David Merkel has talked about bicycle versus table stability. I think we are in an era of bicycle stability and politicians and those in authority will do everything possible to keep the wheels turning (as you have pointed out very well). Whether they succeed is another matter entirely. As a single datapoint, it looks like housing is beginning to collapse with the expiring of the tax credit. What is next in the bag of tricks to stimulate housing?

History shows gold does well in both deflationary and inflationary times (30s and 70s). Homestake Mining was one of the best stocks of the Great Depression. Gold does terrible during periods of stability. Gold lost 3/4 of its value during the "Great Moderation" from 1980-2000.

Having a MODERATE allocation to gold in the current environment probably makes sense given the uncertainties on how all this will play out the next 5-10 years, but it would be NUTS to go to 0% in stocks and 100% gold. Personally, I think vice versa is close to as nuts.

Aside comment. Most blogs have an option to check to get e-mails on responses to comments or subscribe to comments. This would be a nice feature if possible so one could see the conversation develop without having to check back at the blog page.

oldprof

scm0330 - The story in Illinois is similar. Maybe worse.

But this is not an article of optimism, but one of realism. All I said was that we will probably avoid the worst cases, have modest economic growth, do some compromising on tax increases, and eventually cut entitlements.

The fact that this seems optimistic to you is evidence for my point about the intensity of fear and pessimism.

Just a thought ---

Jeff

scm0330

I wish I were so optimistic. Our federal government (and yes, we the people who vote the turkeys in) got us here. What has changed about the political system, its inhabitants, and its processes, to make you think we can reverse course, particularly when the policy model of "buy now/pay later" (health care, SS, Medicare, public pensions) is so rampant. I live in NY, renowned for its statehouse dysfunction, and while the state teeters with a late budget and epic fiscal mismanagement the warring parties still fight for the wheel as the car heads off the cliff. No one can bring themselves to slow the car down, agree on a change of course, etc.

Humble Student

I have thought extensively about the inflation/deflation policy dilemma and I agree with the poltical agnosticism stance as it is helpful for understanding policy.

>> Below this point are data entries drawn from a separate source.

PR #6645, opened 2025-05-16
feat(frontend): added icp swap service method

roman-nazaruk:
# Motivation

Implemented a new service method fetchIcpSwap to handle token swaps, including transfer, deposit, swap, and withdrawal steps.

# Changes

- Created fetchIcpSwap to encapsulate the ICP Swap logic.

- Integrated i18n error messages.

- Handled different token standards (ICRC1 and ICRC2) with branching logic.

- Added fallback and compensation logic for failed swap/withdraw steps.

# Tests

Covered new logic with the tests.

### DIFF
--- a/src/frontend/src/lib/services/swap.services.ts
+++ b/src/frontend/src/lib/services/swap.services.ts
@@ -2,12 +2,14 @@ import type { SwapAmountsReply } from '$declarations/kong_backend/kong_backend.d
 import { approve } from '$icp/api/icrc-ledger.api';
 import { sendIcp, sendIcrc } from '$icp/services/ic-send.services';
 import { loadCustomTokens } from '$icp/services/icrc.services';
-import type { IcTokenToggleable } from '$icp/types/ic-token-toggleable';
 import { nowInBigIntNanoSeconds } from '$icp/utils/date.utils';
 import { isTokenIcrc } from '$icp/utils/icrc.utils';
 import { setCustomToken } from '$lib/api/backend.api';
+import { getPoolCanister } from '$lib/api/icp-swap-factory.api';
+import { deposit, depositFrom, swap as swapIcp, withdraw } from '$lib/api/icp-swap-pool.api';
 import { kongSwap, kongTokens } from '$lib/api/kong_backend.api';
 import { KONG_BACKEND_CANISTER_ID, NANO_SECONDS_IN_MINUTE } from '$lib/constants/app.constants';
+import { ICP_SWAP_POOL_FEE } from '$lib/constants/swap.constants';
 import { ProgressStepsSwap } from '$lib/enums/progress-steps';
 import { swapProviders } from '$lib/providers/swap.providers';
 import { i18n } from '$lib/stores/i18n.store';
@@ -15,23 +17,23 @@ import {
 	kongSwapTokensStore,
 	type KongSwapTokensStoreData
 } from '$lib/stores/kong-swap-tokens.store';
-import type { OptionIdentity } from '$lib/types/identity';
-import type { Amount } from '$lib/types/send';
 import {
 	SwapProvider,
 	type FetchSwapAmountsParams,
 	type ICPSwapResult,
-	type SwapMappedResult
+	type SwapMappedResult,
+	type SwapParams
 } from '$lib/types/swap';
 import { toCustomToken } from '$lib/utils/custom-token.utils';
 import { parseToken } from '$lib/utils/parse.utils';
+import { calculateSlippage } from '$lib/utils/swap.utils';
 import { waitAndTriggerWallet } from '$lib/utils/wallet.utils';
 import type { Identity } from '@dfinity/agent';
 import { Principal } from '@dfinity/principal';
-import { nonNullish } from '@dfinity/utils';
+import { isNullish, nonNullish } from '@dfinity/utils';
 import { get } from 'svelte/store';
 
-export const swap = async ({
+export const fetchKongSwap = async ({
 	identity,
 	progress,
 	sourceToken,
@@ -41,17 +43,7 @@ export const swap = async ({
 	slippageValue,
 	sourceTokenFee,
 	isSourceTokenIcrc2
-}: {
-	identity: OptionIdentity;
-	progress: (step: ProgressStepsSwap) => void;
-	sourceToken: IcTokenToggleable;
-	destinationToken: IcTokenToggleable;
-	swapAmount: Amount;
-	receiveAmount: bigint;
-	slippageValue: Amount;
-	sourceTokenFee: bigint;
-	isSourceTokenIcrc2: boolean;
-}) => {
+}: SwapParams) => {
 	progress(ProgressStepsSwap.SWAP);
 
 	const parsedSwapAmount = parseToken({
@@ -174,4 +166,128 @@ export const fetchSwapAmounts = async ({
 	);
 
 	return mappedProvidersResults.sort((a, b) => Number(b.receiveAmount) - Number(a.receiveAmount));
+};
+
+export const fetchIcpSwap = async ({
+	identity,
+	progress,
+	sourceToken,
+	destinationToken,
+	swapAmount,
+	receiveAmount,
+	slippageValue,
+	sourceTokenFee,
+	isSourceTokenIcrc2
+}: SwapParams): Promise<void> => {
+	progress(ProgressStepsSwap.SWAP);
+
+	const parsedSwapAmount = parseToken({
+		value: `${swapAmount}`,
+		unitName: sourceToken.decimals
+	});
+
+	const pool = await getPoolCanister({
+		identity,
+		token0: { address: sourceToken.ledgerCanisterId, standard: sourceToken.standard },
+		token1: { address: destinationToken.ledgerCanisterId, standard: destinationToken.standard },
+		nullishIdentityErrorMessage: get(i18n).auth.error.no_internet_identity,
+		fee: ICP_SWAP_POOL_FEE
+	});
+
+	if (isNullish(pool)) {
+		throw new Error(get(i18n).swap.error.pool_not_found);
+	}
+
+	const slippageMinimum = calculateSlippage({
+		quoteAmount: receiveAmount,
+		slippagePercentage: Number(slippageValue)
+	});
+
+	const transferParams = {
+		identity,
+		token: sourceToken,
+		amount: parsedSwapAmount,
+		to: pool.canisterId.toString(),
+		ledgerCanisterId: sourceToken.ledgerCanisterId
+	};
+
+	try {
+		if (!isSourceTokenIcrc2) {
+			await sendIcrc(transferParams);
+			await deposit({
+				identity,
+				canisterId: pool.canisterId.toString(),
+				token: sourceToken.ledgerCanisterId,
+				amount: parsedSwapAmount,
+				fee: sourceTokenFee
+			});
+		} else {
+			await approve({
+				identity,
+				ledgerCanisterId: sourceToken.ledgerCanisterId,
+				amount: parsedSwapAmount + sourceTokenFee * 2n,
+				expiresAt: nowInBigIntNanoSeconds() + 5n * NANO_SECONDS_IN_MINUTE,
+				spender: { owner: pool.canisterId }
+			});
+
+			await depositFrom({
+				identity,
+				canisterId: pool.canisterId.toString(),
+				token: sourceToken.ledgerCanisterId,
+				amount: parsedSwapAmount,
+				fee: sourceTokenFee
+			});
+		}
+	} catch (_: unknown) {
+		throw new Error(get(i18n).swap.error.deposit_error);
+	}
+
+	try {
+		await swapIcp({
+			identity,
+			canisterId: pool.canisterId.toString(),
+			amountIn: parsedSwapAmount.toString(),
+			zeroForOne: pool.token0.address === sourceToken.ledgerCanisterId,
+			amountOutMinimum: slippageMinimum.toString()
+		});
+	} catch (_: unknown) {
+		try {
+			await withdraw({
+				identity,
+				canisterId: pool.canisterId.toString(),
+				token: sourceToken.ledgerCanisterId,
+				amount: parsedSwapAmount,
+				fee: sourceTokenFee
+			});
+		} catch (_: unknown) {
+			throw new Error(get(i18n).swap.error.withdraw_failed);
+		}
+
+		throw new Error(get(i18n).swap.error.swap_failed_withdraw_success);
+	}
+
+	try {
+		await withdraw({
+			identity,
+			canisterId: pool.canisterId.toString(),
+			token: destinationToken.ledgerCanisterId,
+			amount: receiveAmount,
+			fee: destinationToken.fee
+		});
+	} catch (_: unknown) {
+		throw new Error(get(i18n).swap.error.withdraw_failed);
+	}
+
+	progress(ProgressStepsSwap.UPDATE_UI);
+
+	if (!destinationToken.enabled) {
+		await setCustomToken({
+			token: toCustomToken({ ...destinationToken, enabled: true, networkKey: 'Icrc' }),
+			identity,
+			nullishIdentityErrorMessage: get(i18n).auth.error.no_internet_identity
+		});
+		await loadCustomTokens({ identity });
+	}
+
+	await waitAndTriggerWallet();
 };
--- a/src/frontend/src/tests/lib/services/icp-swap.services.spec.ts
+++ b/src/frontend/src/tests/lib/services/icp-swap.services.spec.ts
@@ -1,9 +1,22 @@
 import type { IcToken } from '$icp/types/ic-token';
+import type { IcTokenToggleable } from '$icp/types/ic-token-toggleable';
 import * as factoryApi from '$lib/api/icp-swap-factory.api';
+import { getPoolCanister } from '$lib/api/icp-swap-factory.api';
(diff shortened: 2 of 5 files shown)


src/frontend/src/lib/services/swap.services.ts
```diff
@@ -175,3 +167,127 @@ export const fetchSwapAmounts = async ({
...
+	destinationToken,
+	swapAmount,
+	receiveAmount,
+	slippageValue,
+	sourceTokenFee,
+	isSourceTokenIcrc2
+}: SwapParams): Promise<void> => {
+	progress(ProgressStepsSwap.SWAP);
+
+	const parsedSwapAmount = parseToken({
```
AntonioVentilii, line 184: some initial checks for the correct inputs? for example, amounts non null nor ZERO, Tokens with same standard (if that is a thing), not same ledger canister

and a check for nullish identity too, or is it checked in the caller. If it is, then better to specify the type as non optional

src/frontend/src/lib/services/swap.services.ts
```diff
@@ -175,3 +167,127 @@ export const fetchSwapAmounts = async ({
...
+				canisterId: pool.canisterId.toString(),
+				token: sourceToken.ledgerCanisterId,
+				amount: parsedSwapAmount,
+				fee: sourceTokenFee
+			});
+		} catch (_: unknown) {
+			throw new Error(get(i18n).swap.error.withdraw_failed);
+		}
+
+		throw new Error(get(i18n).swap.error.swap_failed_withdraw_success);
```
AntonioVentilii, line 266: not really sure I understand this part: how can you be sure that the error requires the `withdraw` call? what if the error is given by something else, like failure in connection? or any other issue. It feels strange to have nested try-catch

src/frontend/src/lib/services/swap.services.ts
```diff
@@ -175,3 +167,127 @@ export const fetchSwapAmounts = async ({
...
+	}
+
+	try {
+		await withdraw({
```
AntonioVentilii, line 270: are you not calling this twice? is that on purpose?

src/frontend/src/lib/services/swap.services.ts
```diff
@@ -175,3 +167,127 @@ export const fetchSwapAmounts = async ({
...
+
+	progress(ProgressStepsSwap.UPDATE_UI);
+
+	if (!destinationToken.enabled) {
+		await setCustomToken({
+			token: toCustomToken({ ...destinationToken, enabled: true, networkKey: 'Icrc' }),
+			identity,
+			nullishIdentityErrorMessage: get(i18n).auth.error.no_internet_identity
+		});
+		await loadCustomTokens({ identity });
```
AntonioVentilii, line 289: I think that service `autoLoadSingleToken` does this entire snippet

src/frontend/src/lib/services/swap.services.ts
```diff
@@ -175,3 +167,127 @@ export const fetchSwapAmounts = async ({
...
+	}
+
+	await waitAndTriggerWallet();
```
AntonioVentilii, line 292: shouldn't there be a last step, like `ProgressStepsSwap.DONE`?

src/frontend/src/lib/services/swap.services.ts
```diff
@@ -175,3 +167,127 @@ export const fetchSwapAmounts = async ({
...
+	try {
+		await withdraw({
+			identity,
+			canisterId: pool.canisterId.toString(),
+			token: destinationToken.ledgerCanisterId,
+			amount: receiveAmount,
+			fee: destinationToken.fee
+		});
+	} catch (_: unknown) {
+		throw new Error(get(i18n).swap.error.withdraw_failed);
```
AntonioVentilii, line 278: no need to throw this error: the function `withdraw` will already raise an error. If you want to change the feedback, change it directly there

src/frontend/src/lib/services/swap.services.ts
```diff
@@ -175,3 +167,127 @@ export const fetchSwapAmounts = async ({
...
+		try {
+			await withdraw({
+				identity,
+				canisterId: pool.canisterId.toString(),
+				token: sourceToken.ledgerCanisterId,
+				amount: parsedSwapAmount,
+				fee: sourceTokenFee
+			});
+		} catch (_: unknown) {
+			throw new Error(get(i18n).swap.error.withdraw_failed);
```
AntonioVentilii, line 263: same

src/frontend/src/tests/lib/services/icp-swap.services.spec.ts
```diff
@@ -71,3 +84,112 @@ describe('icpSwapAmounts', () => {
...
+	it('Swap failed. Withdraw Success', async () => {
+		vi.mocked(getPoolCanister).mockResolvedValue(mockPool);
+
+		vi.mocked(sendIcrc).mockResolvedValue(1n);
+		vi.mocked(deposit).mockResolvedValue(1n);
+		vi.mocked(swapIcp).mockRejectedValue(new Error('swap fail'));
+		vi.mocked(withdraw).mockResolvedValue(1n);
+
+		await expect(fetchIcpSwap({ ...swapArgs, isSourceTokenIcrc2: false })).rejects.toThrow(
+			'Swap failed. Your tokens were refunded successfully. You can try again or increase the slippage tolerance.'
```
AntonioVentilii, line 179: use the mock `en` that is basically the mock i18n file

src/frontend/src/tests/lib/services/icp-swap.services.spec.ts
```diff
@@ -71,3 +84,112 @@ describe('icpSwapAmounts', () => {
...
+	});
+
+	it('Swap failed. Deposit failed', async () => {
+		vi.mocked(getPoolCanister).mockResolvedValue(mockPool);
+
+		vi.mocked(sendIcrc).mockResolvedValue(1n);
+		vi.mocked(deposit).mockRejectedValue(new Error('fail'));
+
+		await expect(fetchIcpSwap({ ...swapArgs, isSourceTokenIcrc2: false })).rejects.toThrow(
+			'Swap failed. We couldn’t deposit your tokens into the pool. Please try again.'
```
AntonioVentilii, line 166: same

src/frontend/src/tests/lib/services/icp-swap.services.spec.ts
```diff
@@ -71,3 +84,112 @@ describe('icpSwapAmounts', () => {
...
+	it('Swap and withdraw both failed', async () => {
+		vi.mocked(getPoolCanister).mockResolvedValue(mockPool);
+
+		vi.mocked(sendIcrc).mockResolvedValue(1n);
+		vi.mocked(deposit).mockResolvedValue(1n);
+		vi.mocked(swapIcp).mockRejectedValue(new Error('swap fail'));
+		vi.mocked(withdraw).mockRejectedValue(new Error('withdraw fail'));
+
+		await expect(fetchIcpSwap({ ...swapArgs, isSourceTokenIcrc2: false })).rejects.toThrow(
+			'Swap failed and withdraw also failed. Please check your unused balance and try manual withdrawal: $url%`'
```
AntonioVentilii, line 192: same, but with the replacers

src/frontend/src/tests/lib/services/icp-swap.services.spec.ts
```diff
@@ -71,3 +84,112 @@ describe('icpSwapAmounts', () => {
...
+		expect(depositFrom).toHaveBeenCalled();
+		expect(swapIcp).toHaveBeenCalled();
+		expect(withdraw).toHaveBeenCalled();
+	});
+
+	it('Swap failed. Pool not found', async () => {
+		vi.mocked(getPoolCanister).mockRejectedValue(new Error('pool_not_found'));
+
+		await expect(fetchIcpSwap({ ...swapArgs, isSourceTokenIcrc2: false })).rejects.toThrow(
+			'pool_not_found'
```
AntonioVentilii, line 155: same

src/frontend/src/lib/services/swap.services.ts
```diff
@@ -175,3 +167,127 @@ export const fetchSwapAmounts = async ({
...
+			await depositFrom({
+				identity,
+				canisterId: pool.canisterId.toString(),
+				token: sourceToken.ledgerCanisterId,
+				amount: parsedSwapAmount,
+				fee: sourceTokenFee
+			});
+		}
+	} catch (_: unknown) {
+		throw new Error(get(i18n).swap.error.deposit_error);
```
AntonioVentilii, line 242: no need to raise this error i believe, each of those functions will raise their specific error, and it is important to receive the specific feedback from them, to see what went wrong

src/frontend/src/lib/services/swap.services.ts
```diff
@@ -175,3 +167,127 @@ export const fetchSwapAmounts = async ({
...
+				canisterId: pool.canisterId.toString(),
+				token: sourceToken.ledgerCanisterId,
+				amount: parsedSwapAmount,
+				fee: sourceTokenFee
+			});
+		} else {
+			await approve({
+				identity,
+				ledgerCanisterId: sourceToken.ledgerCanisterId,
+				amount: parsedSwapAmount + sourceTokenFee * 2n,
```
AntonioVentilii, line 228: maybe add an explanation here for posterity: why double?

src/frontend/src/lib/services/swap.services.ts
```diff
@@ -175,3 +167,127 @@ export const fetchSwapAmounts = async ({
...
+				expiresAt: nowInBigIntNanoSeconds() + 5n * NANO_SECONDS_IN_MINUTE,
```
AntonioVentilii, line 229: same, why 5 minutes?

src/frontend/src/lib/services/swap.services.ts
```diff
@@ -175,3 +167,127 @@ export const fetchSwapAmounts = async ({
...
+	const slippageMinimum = calculateSlippage({
+		quoteAmount: receiveAmount,
+		slippagePercentage: Number(slippageValue)
+	});
+
+	const transferParams = {
+		identity,
+		token: sourceToken,
+		amount: parsedSwapAmount,
+		to: pool.canisterId.toString(),
```
AntonioVentilii, line 210: just to be double sure, is this guaranteed to return a correct canister type? is it worth adding a zod parser using `CanisterIdTextSchema` and raise an error in case? I imagine so, since this is 3rd-party-dependent.

And i see that you use it in the other functions too, so it can be made a separate variable

AntonioVentilii (commented):
Let's add some explanation for each step: the reason why something is done independently and something is handled, and something else triggered only in specific cases.

Plus, possibly, if it exists, some documentation link?

src/frontend/src/lib/services/swap.services.ts
roman-nazaruk: No, it is called in the component after successfull swap

src/frontend/src/lib/services/swap.services.ts
roman-nazaruk: Yes, as discussed, we perform two types of withdrawals depending on the outcome of the swap: if the swap succeeds, we withdraw the destination token; if it fails, we withdraw the source token as a refund.

src/frontend/src/lib/services/swap.services.ts
roman-nazaruk: Yes, as discussed, we perform depending on the outcome of the swap

src/frontend/src/lib/services/swap.services.ts
roman-nazaruk: Added

src/frontend/src/lib/services/swap.services.ts
roman-nazaruk: Added comment

src/frontend/src/lib/services/swap.services.ts
AntonioVentilii: yes, but the service should be independent from the component, since it can be called in different places. So the checks should be here too (or only here, and not in the component)

src/frontend/src/tests/lib/services/icp-swap.services.spec.ts
roman-nazaruk: Fixed

src/frontend/src/tests/lib/services/icp-swap.services.spec.ts
roman-nazaruk: Fixed

src/frontend/src/lib/services/swap.services.ts
roman-nazaruk: Added comment

src/frontend/src/lib/services/swap.services.ts
AntonioVentilii: all good then! but create a variable maybe? so you don't call `toString()` several times

src/frontend/src/lib/services/swap.services.ts
```diff
@@ -175,3 +169,144 @@ export const fetchSwapAmounts = async ({
...
+				amount: parsedSwapAmount + sourceTokenFee * 2n,
+				// Sets approve expiration to 5 minutes ahead to allow enough time for the full swap flow
+				expiresAt: nowInBigIntNanoSeconds() + 5n * NANO_SECONDS_IN_MINUTE,
+				spender: { owner: pool.canisterId }
+			});
+
+			await depositFrom({
+				identity,
+				canisterId: pool.canisterId.toString(),
+				token: sourceToken.ledgerCanisterId,
```
AntonioVentilii, line 244:
```suggestion
				token: sourceLedgerCanisterId,
```

src/frontend/src/lib/services/swap.services.ts
```diff
@@ -175,3 +169,144 @@ export const fetchSwapAmounts = async ({
...
+				amount: parsedSwapAmount,
+				fee: sourceTokenFee
+			});
+		} else {
+			await approve({
+				identity,
+				ledgerCanisterId: sourceToken.ledgerCanisterId,
```
AntonioVentilii, line 233:
```suggestion
				ledgerCanisterId: sourceLedgerCanisterId,
```

src/frontend/src/lib/services/swap.services.ts
```diff
@@ -175,3 +169,144 @@ export const fetchSwapAmounts = async ({
...
+		ledgerCanisterId: sourceToken.ledgerCanisterId
+	};
+
+	try {
+		if (!isSourceTokenIcrc2) {
+			await sendIcrc(transferParams);
+			await deposit({
+				identity,
+				canisterId: pool.canisterId.toString(),
+				token: sourceToken.ledgerCanisterId,
```
AntonioVentilii, line 226:
```suggestion
				token: sourceLedgerCanisterId,
```

src/frontend/src/lib/services/swap.services.ts
```diff
@@ -175,3 +169,144 @@ export const fetchSwapAmounts = async ({
...
+		quoteAmount: receiveAmount,
+		slippagePercentage: Number(slippageValue)
+	});
+
+	const transferParams = {
+		identity,
+		token: sourceToken,
+		amount: parsedSwapAmount,
+		to: pool.canisterId.toString(),
+		ledgerCanisterId: sourceToken.ledgerCanisterId
```
AntonioVentilii, line 217:
```suggestion
		ledgerCanisterId: sourceLedgerCanisterId
```

src/frontend/src/lib/services/swap.services.ts
```diff
@@ -175,3 +169,144 @@ export const fetchSwapAmounts = async ({
...
+		});
+	} catch (err: unknown) {
+		console.error(err);
+
+		try {
+			// If the swap fails, attempt to refund the user's original tokens
+			await withdraw({
+				identity,
+				canisterId: pool.canisterId.toString(),
+				token: sourceToken.ledgerCanisterId,
```
AntonioVentilii, line 271:
```suggestion
				token: sourceLedgerCanisterId,
```

src/frontend/src/lib/services/swap.services.ts
```diff
@@ -175,3 +169,144 @@ export const fetchSwapAmounts = async ({
...
+		throw new Error(get(i18n).swap.error.deposit_error);
+	}
+
+	try {
+		// Perform the actual token swap after a successful deposit
+		await swapIcp({
+			identity,
+			canisterId: pool.canisterId.toString(),
+			amountIn: parsedSwapAmount.toString(),
+			zeroForOne: pool.token0.address === sourceToken.ledgerCanisterId,
```
AntonioVentilii, line 260:
```suggestion
			zeroForOne: pool.token0.address === sourceLedgerCanisterId,
```

src/frontend/src/lib/services/swap.services.ts
```diff
@@ -175,3 +169,144 @@ export const fetchSwapAmounts = async ({
...
+		// Inform the user that the swap failed, but refund was successful
+		throw new Error(get(i18n).swap.error.swap_failed_withdraw_success);
+	}
+
+	try {
+		// Withdraw the swapped destination tokens from the pool
+		await withdraw({
+			identity,
+			canisterId: pool.canisterId.toString(),
+			token: destinationToken.ledgerCanisterId,
```
AntonioVentilii, line 289:
```suggestion
			token: destinationLedgerCanisterId,
```

src/frontend/src/lib/services/swap.services.ts
AntonioVentilii: but we can cross that bridge when the time come

AntonioVentilii (approved):
LGTM tks!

However, as an investor I believe that the markets are fragile and sentiment likely to swing wildly between inflationary and deflationary expectations. Under those circumstances a trend following model can be useful in this kind of environment. See http://www.qwestfunds.com/publications/newsletters_pdf/newsletter_november_2009.pdf

jdb


Wow. This is so helpful. I don't have any other place to go where I can get such a balanced approach. One that includes the nature of and effects of public policy.